- _YOUR TASK_
Your result should be every line of the records below that contains the word "numerics".

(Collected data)
PR #11830, opened 2021-03-01
Fix FESeries with non-primitive FEs.

### LINKED ISSUE #11791: FESeries::Fourier/Legendre do not work with non-primitive FEs
It seems that `FESeries::Fourier/Legendre` do not work with non-primitive FEs that derived from `FE_PolyTensor`.

Both Fourier and Legendre called `shape_value`,
https://github.com/dealii/dealii/blob/4cfd36de738c221932d741866d5fe62ba114c476/source/fe/fe_series_fourier.cc#L75
https://github.com/dealii/dealii/blob/4cfd36de738c221932d741866d5fe62ba114c476/source/fe/fe_series_legendre.cc#L84
but the `shape_value` in `FE_PolyTensor` is not implemented.
https://github.com/dealii/dealii/blob/4cfd36de738c221932d741866d5fe62ba114c476/source/fe/fe_poly_tensor.cc#L233

The following MWE will run into assertion failure.
```

#include <deal.II/fe/fe_series.h>
#include <deal.II/fe/fe_nedelec.h>

#include <deal.II/hp/fe_collection.h>

#include <deal.II/lac/vector.h>

#include <deal.II/numerics/smoothness_estimator.h>

int main() {
  dealii::hp::FECollection<3> fe_collection;
  fe_collection.push_back(dealii::FE_Nedelec<3>(0));
  fe_collection.push_back(dealii::FE_Nedelec<3>(1));

  dealii::Triangulation<3> tria;
  dealii::GridGenerator::subdivided_hyper_cube(tria, 2);

  dealii::DoFHandler<3> dh(tria);
  dh.distribute_dofs(fe_collection);

  dealii::Vector<double> solution(dh.n_dofs());
  dealii::Vector<float> smoothness(tria.n_active_cells());

  dealii::FESeries::Fourier<3> fourier = dealii::SmoothnessEstimator::Fourier::default_fe_series(fe_collection);
  dealii::SmoothnessEstimator::Fourier::coefficient_decay(fourier, dh, solution, smoothness);

  return 0;
}
```

```
An error occurred in line <233> of file </.../source/fe/fe_poly_tensor.cc> in function
    virtual double dealii::FE_PolyTensor<3, 3>::shape_value(const unsigned int, const Point<dim> &) const [dim = 3, spacedim = 3]
The violated condition was: 
    false
Additional information: 
    (none)

Stacktrace:
-----------
#0  2   libdeal_II.g.9.3.0-pre.dylib        0x00000001156d2a24 _ZNK6dealii13FE_PolyTensorILi3ELi3EE11shape_valueEjRKNS_5PointILi3EdEE + 84: 2   libdeal_II.g.9.3.0-pre.dylib        0x00000001156d2a24 _ZNK6dealii13FE_PolyTensorILi3ELi3EE11shape_valueEjRKNS_5PointILi3EdEE 
#1  3   libdeal_II.g.9.3.0-pre.dylib        0x00000001157c402a _ZN6dealii12_GLOBAL__N_19integrateILi3ELi3EEENSt3__17complexIdEERKNS_13FiniteElementIXT_EXT0_EEERKNS_10QuadratureIXT_EEERKNS_6TensorILi1EXT_EdEEj + 266: 3   libdeal_II.g.9.3.0-pre.dylib        0x00000001157c402a _ZN6dealii12_GLOBAL__N_19integrateILi3ELi3EEENSt3__17complexIdEERKNS_13FiniteElementIXT_EXT0_EEERKNS_10QuadratureIXT_EEERKNS_6TensorILi1EXT_EdEEj 
#2  4   libdeal_II.g.9.3.0-pre.dylib        0x00000001157b9302 _ZN6dealii12_GLOBAL__N_116ensure_existenceILi3EEEvRKNSt3__16vectorIjNS2_9allocatorIjEEEERKNS_2hp12FECollectionILi3EXT_EEERKNS9_11QCollectionILi3EEERKNS_5TableILi3ENS_6TensorILi1ELi3EdEEEEjRNS3_INS_10FullMatrixINS2_7complexIdEEEENS4_ISR_EEEE + 498: 4   libdeal_II.g.9.3.0-pre.dylib        0x00000001157b9302 _ZN6dealii12_GLOBAL__N_116ensure_existenceILi3EEEvRKNSt3__16vectorIjNS2_9allocatorIjEEEERKNS_2hp12FECollectionILi3EXT_EEERKNS9_11QCollectionILi3EEERKNS_5TableILi3ENS_6TensorILi1ELi3EdEEEEjRNS3_INS_10FullMatrixINS2_7complexIdEEEENS4_ISR_EEEE 
#3  5   libdeal_II.g.9.3.0-pre.dylib        0x00000001157b8dfe _ZN6dealii8FESeries7FourierILi3ELi3EE9calculateIdEEvRKNS_6VectorIT_EEjRNS_5TableILi3ENSt3__17complexIdEEEE + 142: 5   libdeal_II.g.9.3.0-pre.dylib        0x00000001157b8dfe _ZN6dealii8FESeries7FourierILi3ELi3EE9calculateIdEEvRKNS_6VectorIT_EEjRNS_5TableILi3ENSt3__17complexIdEEEE 
#4  6   libdeal_II.g.9.3.0-pre.dylib        0x0000000114ac4dae _ZN6dealii19SmoothnessEstimator7Fourier17coefficient_decayILi3ELi3ENS_6VectorIdEEEEvRNS_8FESeries7FourierIXT_EXT0_EEERKNS_10DoFHandlerIXT_EXT0_EEERKT1_RNS3_IfEENS_11VectorTools8NormTypeEdb + 542: 6   libdeal_II.g.9.3.0-pre.dylib        0x0000000114ac4dae _ZN6dealii19SmoothnessEstimator7Fourier17coefficient_decayILi3ELi3ENS_6VectorIdEEEEvRNS_8FESeries7FourierIXT_EXT0_EEERKNS_10DoFHandlerIXT_EXT0_EEERKT1_RNS3_IfEENS_11VectorTools8NormTypeEdb 
#5  7   feseries-test                       0x0000000108a54310 main + 336: 7   feseries-test                       0x0000000108a54310 main 
#6  8   libdyld.dylib                       0x00007fff72da5cc9 start + 1: 8   libdyld.dylib                       0x00007fff72da5cc9 start 
```

Maybe we should call `shape_value_component` instead of `shape_value`?

adamqc:
Closes #11791.

Add a component parameter to FESeries::Fourier/Legendre to
make them working with non-primitive elements.

### DIFF
--- a/include/deal.II/fe/fe_series.h
+++ b/include/deal.II/fe/fe_series.h
@@ -55,9 +55,10 @@ DEAL_II_NAMESPACE_OPEN
 namespace FESeries
 {
   /**
-   * A class to calculate expansion of a scalar FE field into Fourier series
-   * on a reference element. The exponential form of the Fourier series is
-   * based on completeness and Hermitian orthogonality of the set of exponential
+   * A class to calculate expansion of a scalar FE (or a single component
+   * of vector-valued FE) field into Fourier series on a reference element.
+   * The exponential form of the Fourier series is  based on completeness
+   * and Hermitian orthogonality of the set of exponential
    * functions $ \phi_{\bf k}({\bf x}) = \exp(2 \pi i\, {\bf k} \cdot {\bf x})$.
    * For example in 1D the L2-orthogonality condition reads
    * @f[
@@ -96,10 +97,21 @@ namespace FESeries
      * each direction, @p fe_collection is the hp::FECollection for which
      * expansion will be used and @p q_collection is the hp::QCollection used to
      * integrate the expansion for each FiniteElement in @p fe_collection.
+     *
+     * As the Fourier expansion can only be performed on scalar fields, this
+     * class does not operate on vector-valued finite elements and will
+     * therefore throw an assertion. However, each component of a finite element
+     * field can be treated as a scalar field, respectively, on which Fourier
+     * expansions are again possible. For this purpose, the optional parameter
+     * @p component defines which component of each FiniteElement will be used.
+     * The default value of @p component only applies to scalar FEs, in which
+     * case it indicates that the sole component is to be decomposed. For
+     * vector-valued FEs, a non-default value must be explicitly provided.
      */
     Fourier(const std::vector<unsigned int> &      n_coefficients_per_direction,
             const hp::FECollection<dim, spacedim> &fe_collection,
-            const hp::QCollection<dim> &           q_collection);
+            const hp::QCollection<dim> &           q_collection,
+            const unsigned int component = numbers::invalid_unsigned_int);
 
     /**
      * A non-default constructor. The @p n_coefficients_per_direction defines the
@@ -204,13 +216,20 @@ namespace FESeries
      * Auxiliary vector to store unrolled coefficients.
      */
     std::vector<CoefficientType> unrolled_coefficients;
+
+    /**
+     * Which component of FiniteElement should be used to calculate the
+     * expansion.
+     */
+    const unsigned int component;
   };
 
 
 
   /**
-   * A class to calculate expansion of a scalar FE field into series of Legendre
-   * functions on a reference element.
+   * A class to calculate expansion of a scalar FE (or a single component
+   * of vector-valued FE) field into series of Legendre functions on a
+   * reference element.
    *
    * Legendre functions are solutions to Legendre's differential equation
    * @f[
@@ -262,10 +281,21 @@ namespace FESeries
      * each direction, @p fe_collection is the hp::FECollection for which
      * expansion will be used and @p q_collection is the hp::QCollection used to
      * integrate the expansion for each FiniteElement in @p fe_collection.
+     *
+     * As the Legendre expansion can only be performed on scalar fields, this
+     * class does not operate on vector-valued finite elements and will
+     * therefore throw an assertion. However, each component of a finite element
+     * field can be treated as a scalar field, respectively, on which Legendre
+     * expansions are again possible. For this purpose, the optional parameter
+     * @p component defines which component of each FiniteElement will be used.
+     * The default value of @p component only applies to scalar FEs, in which
+     * case it indicates that the sole component is to be decomposed. For
+     * vector-valued FEs, a non-default value must be explicitly provided.
      */
     Legendre(const std::vector<unsigned int> &n_coefficients_per_direction,
              const hp::FECollection<dim, spacedim> &fe_collection,
-             const hp::QCollection<dim> &           q_collection);
+             const hp::QCollection<dim> &           q_collection,
+             const unsigned int component = numbers::invalid_unsigned_int);
 
     /**
      * A non-default constructor. The @p size_in_each_direction defines the number
@@ -364,6 +394,12 @@ namespace FESeries
      * Auxiliary vector to store unrolled coefficients.
      */
     std::vector<CoefficientType> unrolled_coefficients;
+
+    /**
+     * Which component of FiniteElement should be used to calculate the
+     * expansion.
+     */
+    const unsigned int component;
   };
 
 
--- a/include/deal.II/numerics/smoothness_estimator.h
+++ b/include/deal.II/numerics/smoothness_estimator.h
@@ -232,10 +232,22 @@ namespace SmoothnessEstimator
      * polynomial which is just a constant. Further for each element, we use a
      * Gaussian quadrature designed to yield exact results for the highest order
      * Legendre polynomial used.
+     *
+     * As the Legendre expansion can only be performed on scalar fields, this
+     * class does not operate on vector-valued finite elements and will
+     * therefore throw an assertion. However, each component of a finite element
+     * field can be treated as a scalar field, respectively, on which Legendre
+     * expansions are again possible. For this purpose, the optional parameter
+     * @p component defines which component of each FiniteElement will be used.
+     * The default value of @p component only applies to scalar FEs, in which
+     * case it indicates that the sole component is to be decomposed. For
+     * vector-valued FEs, a non-default value must be explicitly provided.
      */
     template <int dim, int spacedim>
     FESeries::Legendre<dim, spacedim>
-    default_fe_series(const hp::FECollection<dim, spacedim> &fe_collection);
+    default_fe_series(
+      const hp::FECollection<dim, spacedim> &fe_collection,
+      const unsigned int component = numbers::invalid_unsigned_int);
   } // namespace Legendre
 
 
@@ -458,10 +470,22 @@ namespace SmoothnessEstimator
      * a 5-point Gaussian quarature iterated in each dimension by the maximal
      * wave number, which is the number of modes decreased by one since we start
      * with $k = 0$.
+     *
+     * As the Fourier expansion can only be performed on scalar fields, this
+     * class does not operate on vector-valued finite elements and will
+     * therefore throw an assertion. However, each component of a finite element
+     * field can be treated as a scalar field, respectively, on which Fourier
+     * expansions are again possible. For this purpose, the optional parameter
+     * @p component defines which component of each FiniteElement will be used.
+     * The default value of @p component only applies to scalar FEs, in which
+     * case it indicates that the sole component is to be decomposed. For
+     * vector-valued FEs, a non-default value must be explicitly provided.
      */
     template <int dim, int spacedim>
     FESeries::Fourier<dim, spacedim>
-    default_fe_series(const hp::FECollection<dim, spacedim> &fe_collection);
+    default_fe_series(
+      const hp::FECollection<dim, spacedim> &fe_collection,
+      const unsigned int component = numbers::invalid_unsigned_int);
   } // namespace Fourier
 } // namespace SmoothnessEstimator
 
--- a/source/fe/fe_series_fourier.cc
+++ b/source/fe/fe_series_fourier.cc
@@ -65,14 +65,16 @@ namespace
   integrate(const FiniteElement<dim, spacedim> &fe,
             const Quadrature<dim> &             quadrature,
             const Tensor<1, dim> &              k_vector,
-            const unsigned int                  j)
+            const unsigned int                  j,
+            const unsigned int                  component)
   {
     std::complex<double> sum = 0;
     for (unsigned int q = 0; q < quadrature.size(); ++q)
       {
         const Point<dim> &x_q = quadrature.point(q);
         sum += std::exp(std::complex<double>(0, 1) * (k_vector * x_q)) *
-               fe.shape_value(j, x_q) * quadrature.weight(q);
+               fe.shape_value_component(j, x_q, component) *
+               quadrature.weight(q);
       }
     return sum;
   }
@@ -91,6 +93,7 @@ namespace
     const hp::QCollection<1> &                     q_collection,
     const Table<1, Tensor<1, 1>> &                 k_vectors,
     const unsigned int                             fe,
+    const unsigned int                             component,
     std::vector<FullMatrix<std::complex<double>>> &fourier_transform_matrices)
   {
     AssertIndexRange(fe, fe_collection.size());
@@ -103,8 +106,8 @@ namespace
 
         for (unsigned int k = 0; k < n_coefficients_per_direction[fe]; ++k)
           for (unsigned int j = 0; j < fe_collection[fe].n_dofs_per_cell(); ++j)
-            fourier_transform_matrices[fe](k, j) =
-              integrate(fe_collection[fe], q_collection[fe], k_vectors(k), j);
+            fourier_transform_matrices[fe](k, j) = integrate(
+              fe_collection[fe], q_collection[fe], k_vectors(k), j, component);
       }
   }
 
@@ -116,6 +119,7 @@ namespace
     const hp::QCollection<2> &                     q_collection,
     const Table<2, Tensor<1, 2>> &                 k_vectors,
     const unsigned int                             fe,
+    const unsigned int                             component,
     std::vector<FullMatrix<std::complex<double>>> &fourier_transform_matrices)
   {
     AssertIndexRange(fe, fe_collection.size());
@@ -132,8 +136,12 @@ namespace
                ++k2, ++k)
             for (unsigned int j = 0; j < fe_collection[fe].n_dofs_per_cell();
                  ++j)
-              fourier_transform_matrices[fe](k, j) = integrate(
-                fe_collection[fe], q_collection[fe], k_vectors(k1, k2), j);
+              fourier_transform_matrices[fe](k, j) =
+                integrate(fe_collection[fe],
+                          q_collection[fe],
+                          k_vectors(k1, k2),
+                          j,
+                          component);
       }
   }
 
@@ -145,6 +153,7 @@ namespace
     const hp::QCollection<3> &                     q_collection,
     const Table<3, Tensor<1, 3>> &                 k_vectors,
     const unsigned int                             fe,
+    const unsigned int                             component,
     std::vector<FullMatrix<std::complex<double>>> &fourier_transform_matrices)
   {
     AssertIndexRange(fe, fe_collection.size());
@@ -166,7 +175,8 @@ namespace
                   integrate(fe_collection[fe],
                             q_collection[fe],
                             k_vectors(k1, k2, k3),
-                            j);
+                            j,
+                            component);
       }
   }
 } // namespace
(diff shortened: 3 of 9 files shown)


include/deal.II/fe/fe_series.h
```diff
@@ -364,6 +381,12 @@ namespace FESeries
      * Auxiliary vector to store unrolled coefficients.
      */
     std::vector<CoefficientType> unrolled_coefficients;
+
+    /**
+     * Which component of FiniteElement should be used to calculate the
+     * expansion.
+     */
+    unsigned int component;
```
marcfehling, line 389: You can make this `const`, too.

source/fe/fe_series_fourier.cc
```diff
@@ -179,16 +189,23 @@ namespace FESeries
...
+    , component(component)
   {
     Assert(n_coefficients_per_direction.size() == fe_collection.size() &&
              n_coefficients_per_direction.size() == q_collection.size(),
            ExcMessage("All parameters are supposed to have the same size."));
 
+#ifdef DEBUG
+    for (unsigned int i = 0; i < fe_collection.size(); ++i)
+      AssertIndexRange(component, fe_collection[i].n_components());
+#endif
```
marcfehling, line 207: Well placed assertion! :-)

include/deal.II/fe/fe_series.h
```diff
@@ -96,24 +96,29 @@ namespace FESeries
...
      * expansion will be used and @p q_collection is the hp::QCollection used to
      * integrate the expansion for each FiniteElement in @p fe_collection.
+     * @p component defines which component of each FiniteElement will be used,
+     * it is mainly used for non-primitive elements.
      */
     Fourier(const std::vector<unsigned int> &      n_coefficients_per_direction,
             const hp::FECollection<dim, spacedim> &fe_collection,
-            const hp::QCollection<dim> &           q_collection);
+            const hp::QCollection<dim> &           q_collection,
+            const unsigned int                     component = 0);
```
marcfehling, line 105: Here and other occasions: I would suggest to use `numbers::invalid_unsigned_int` as a default parameter.

If users provide vector-valued FEs and use this function, this function will work only on the very first component -- unknowing to the user. Instead, with the invalid parameter, you can check in the constructor with an assertion if the provided `fe_collection` consists of scalar or vector-valued finite elements, and then set `component` to zero if it only contains scalar FEs. This way users will be alarmed whether they are doing something unintentionally.

include/deal.II/fe/fe_series.h
```diff
@@ -96,24 +96,29 @@ namespace FESeries
      * each direction, @p fe_collection is the hp::FECollection for which
      * expansion will be used and @p q_collection is the hp::QCollection used to
      * integrate the expansion for each FiniteElement in @p fe_collection.
+     * @p component defines which component of each FiniteElement will be used,
+     * it is mainly used for non-primitive elements.
```
marcfehling, line 100: Here and other occasions:
```suggestion
     *
     * As the Fourier expansion can only be performed on scalar fields, this class does not operate on vector-valued finite elements and will therefore throw an assertion. However, each component of a finite element field can be treated as a scalar field, respectively, on which Fourier expansions are again possible. For this purpose, the optional parameter @p component defines which component of each FiniteElement will be used.
```

marcfehling (changes requested):
Looks good so far!

Could you provide a test that provides the whole smoothness estimation workflow? You can basically take your minimal example of #11791 for this, and initialize your `solution` vector with meaningful values, if necessary.

I somehow doubt that the estimator functions in the `SmoothnessEstimator` namespace will work with non-primitive finite elements out of the box. See here and other occasions: https://github.com/dealii/dealii/blob/c9feb145b3d368600a145c094dc2739731ef1530/source/numerics/smoothness_estimator.cc#L131-L136

For non-primitive finite elements, you will not need all `dof_values` on the expansion, but only those associated with the `component` of the `fe_legendre` object.

adamqc:
> For non-primitive finite elements, you will not need all `dof_values` on the expansion, but only those associated with the `component` of the `fe_legendre` object.

Good point.
I'm not quite familiar with the `FiniteElement` class, how can I get the `dof_values` associate with the `component`?

marcfehling:
> I'm not quite familiar with the `FiniteElement` class, how can I get the `dof_values` associate with the `component`?

I haven't worked much with vector-valued problems yet, so maybe someone else has a better idea than me:

Maybe the module documentation [Handling vector valued problems - Extracting data from solutions](https://www.dealii.org/developer/doxygen/deal.II/group__vector__valued.html#VVExtracting) helps. The approach described there would involve using `FEValues` and `FEValuesExtractor`, but since we only need the correct indices from the finite element solution on each cell, I think there is a better approach than that.

[`step-8`](https://www.dealii.org/developer/doxygen/deal.II/step_8.html#ElasticProblemassemble_system) describes how to use [`FiniteElement::system_to_component_index()`](https://www.dealii.org/developer/doxygen/deal.II/classFiniteElement.html#a86644fe67824373cd51e9ff7fca94f8c). Maybe you can use the opposite function [`FiniteElement::component_to_system_index()`](https://www.dealii.org/developer/doxygen/deal.II/classFiniteElement.html#ae2ea16b60a6fc644a9bc7097703a53e8) to extract those dof values that belong to your component from [`DoFCellAccessor::get_dof_values()`](https://www.dealii.org/developer/doxygen/deal.II/classDoFCellAccessor.html#a1702d1e9c1cb4fb07b70c38ac9165aaa). It would be handy to introduce an overload of the latter function in this context.

include/deal.II/fe/fe_series.h
bangerth: Yes, I agree.

include/deal.II/fe/fe_series.h
```diff
@@ -204,6 +209,12 @@ namespace FESeries
      * Auxiliary vector to store unrolled coefficients.
      */
     std::vector<CoefficientType> unrolled_coefficients;
+
+    /**
+     * Which component of FiniteElement should be used to calculate the
+     * expansion.
+     */
+    unsigned int component;
```
bangerth, line 217:
```suggestion
    const unsigned int component;
```

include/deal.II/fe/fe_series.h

- _ANSWER AREA_
#include <deal.II/numerics/smoothness_estimator.h>
--- a/include/deal.II/numerics/smoothness_estimator.h
+++ b/include/deal.II/numerics/smoothness_estimator.h
I somehow doubt that the estimator functions in the `SmoothnessEstimator` namespace will work with non-primitive finite elements out of the box. See here and other occasions: https://github.com/dealii/dealii/blob/c9feb145b3d368600a145c094dc2739731ef1530/source/numerics/smoothness_estimator.cc#L131-L136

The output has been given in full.